The noise reduction and heat exchange with air are the two main concerns for installment of the ASHP units. Some considerations and technical measures are given below [26,27,28].

• In general, install products containing compressors on solid, level surfaces.

• Avoid mounting products containing compressors (such as remote units) on or touching the foundation of a house or building.

• Avoid mounting products containing compressors near buildings with higher noise control requirements.

• A separate pad that does not touch the foundation is recommended to reduce any noise and vibration transmission through the slab.

• Leave enough spaces around every outdoor air-to-refrigerant heat exchanger. Do not box in outdoor units with fences, walls, overhangs, or bushes. Otherwise, the air-moving capability of the unit will be lowered, and hence the efficiency will be reduced.

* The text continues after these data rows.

PR #372, opened 2020-11-28
Add warning about assigning the uninstaller to '_'

arlyon:
It is common rust convention to use _ to signify an unused variable which, to new users who don't understand the inner workings, `_uninstall` is.

When integrating the library I spent an hour or so wondering why I was getting no logs until I realised that using `_` drops the value immediately after calling and _not_ when the `_` goes out of scope. Obviously this is my fault, but to prevent people from dealing with the same thing I thought a warning front-and-center would be nice.

In the long run an alternative to the `must_use` lint (`must_assign` or similar) may be a nice alternative.

If anyone has some suggestions on where to put this in the code itself rather than just the readme I'm happy to include the warning in the appropriate places.


frigus02 (approved):

README.md
```diff
@@ -37,6 +37,8 @@ use opentelemetry::{exporter::trace::stdout, trace::Tracer};
 
 fn main() -> Result<(), Box<dyn std::error::Error + Send + Sync + 'static>> {
     // Create a new instrumentation pipeline
+    // Note: using `_` instead of assigning to a variable will immediately
+    // drop the tracer and uninstall it so make sure to properly assign it.
```
jtescher, line 41: May be clearer to have this say that it will drop the uninstall guard and make the tracer a no-op as the tracer won't be dropped unless you assign it to `_` as well.

jtescher:
Would be nice if a must assign was available here, but a good step would be to find all of the exporter's `Uninstall` structs and add `#[must_use]` to them. At least this would prevent calling install without assigning it to anything, even if assigning them to `_` still is a footgun.

README.md
arlyon: Ah yes, that is maybe not crystal clear.

jtescher (approved):
Looks great, thanks!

  Outdoor units are generally mounted on the roof, balcony, and ground. The outdoor units must be designed to satisfy the requirements of no interference and no air return. When the outdoor unit is installed on the roof, the heat exchange effect is good, while the maintenance and management are not favorable. However, the arrangement of multiple units should avoid air suction interfering with each other. When the outdoor machine is arranged on the balcony, the backflow phenomenon should be avoided. Especially when there are several outdoor units vertically arranged at each layer of the balcony, the discharge air of the units may be suctioned by the units installed above them. Measures should be taken to prevent this from happening.

• As to a split-system remote unit, choose an installation site that is close to the indoor part of the system to minimize pressure drop in the connecting refrigerant tubing. Also, a smaller refrigerant charge and shorter refrigerant lines are used when this distance is short.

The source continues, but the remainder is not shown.